O batismo torna as pessoas membros da família da Igreja, irmãos e irmãs de Cristo e uns dos outros. E o papa diz que todos os batizados são chamados a desenvolver uma relação cada vez mais profunda e íntima com Cristo ao longo de suas vidas. Ele diz que os cristãos precisam se familiarizar cada vez mais com o Senhor.
No entanto, ele diz que os fiéis não podem fazer isso por conta própria.

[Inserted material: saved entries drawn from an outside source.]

PR #1666, opened 2026-06-09
feat(watch): keep hidden canvas video subscribed

Qizot:
Add a no-suspend-when-hidden option for WebCodecs canvas playback so hidden tabs can keep the video track subscription active. The default still suspends hidden-tab video, and offscreen canvas suspension is preserved.

### DIFF
--- a/demo/web/src/index.html
+++ b/demo/web/src/index.html
@@ -24,7 +24,7 @@
 				- `name`: The broadcast name, otherwise we use the last part of the URL.
 				- `paused`: Video and audio are paused.
 				- `muted`: Audio is muted.
-				- `no-suspend-when-hidden`: Keep canvas video active when the tab is hidden.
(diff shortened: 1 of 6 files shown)


demo/web/src/index.html
```diff
@@ -24,6 +24,7 @@
 				- `name`: The broadcast name, otherwise we use the last part of the URL.
 				- `paused`: Video and audio are paused.
 				- `muted`: Audio is muted.
+				- `no-suspend-when-hidden`: Keep canvas video active when the tab is hidden.
```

Na verdade, ele diz que isso é impossível.
“Para os cristãos, a familiaridade com o Senhor é sempre comunitária”, disse o Papa Francisco durante a missa da manhã do dia 17 de abril na capela da sua residência em Santa Marta.
Ele disse que se aproximar de Cristo é obviamente algo íntimo e pessoal, mas nunca está fora do contexto da comunidade cristã inteira.
“Uma familiaridade sem comunidade, uma familiaridade sem o pão, uma familiaridade sem a Igreja, sem o povo, sem os sacramentos é perigosa”, alertou.
Francisco soava e parecia bastante sério quando disse isso. E por uma boa razão. Não existem muitos cristãos em todo o mundo que podem se reunir fisicamente como comunidade exatamente agora.
As medidas de confinamento contra o coronavírus fizeram com que muitos católicos estejam em um confinamento litúrgico há várias semanas. Mais significativamente, eles não puderam assistir à missa dominical, algo considerado há muito tempo como o teste decisivo para ser um católico praticante.
Então, eles estão sintonizando a missa na internet ou na televisão. E, segundo todos os relatos, parece que muitos deles estão achando isso espiritualmente nutritivo. Sabe-se lá se eles estão acompanhando em tempo real ou “sob demanda”…
De qualquer forma, o papa está preocupado com o fato de alguns deles estarem tendo a ideia de que acompanhar uma missa virtual (ou viral, como ele a chamou) não é tão diferente de comparecer fisicamente à celebração eucarística em pessoa.
Ele disse às poucas pessoas reunidas com ele na missa na capela de Santa Marta a considerar o exemplo dos apóstolos.
“A familiaridade dos apóstolos com o Senhor era sempre comunitária, era sempre à mesa, sinal da comunidade. Era sempre com o sacramento, com o pão”, disse o papa.
Talvez algumas pessoas possam dizer que é possível experimentar esse senso de comunidade de uma maneira não física e espiritual, assim como a Igreja acredita na comunhão dos santos – de todos os fiéis, mortos e vivos, ao longo dos tempos.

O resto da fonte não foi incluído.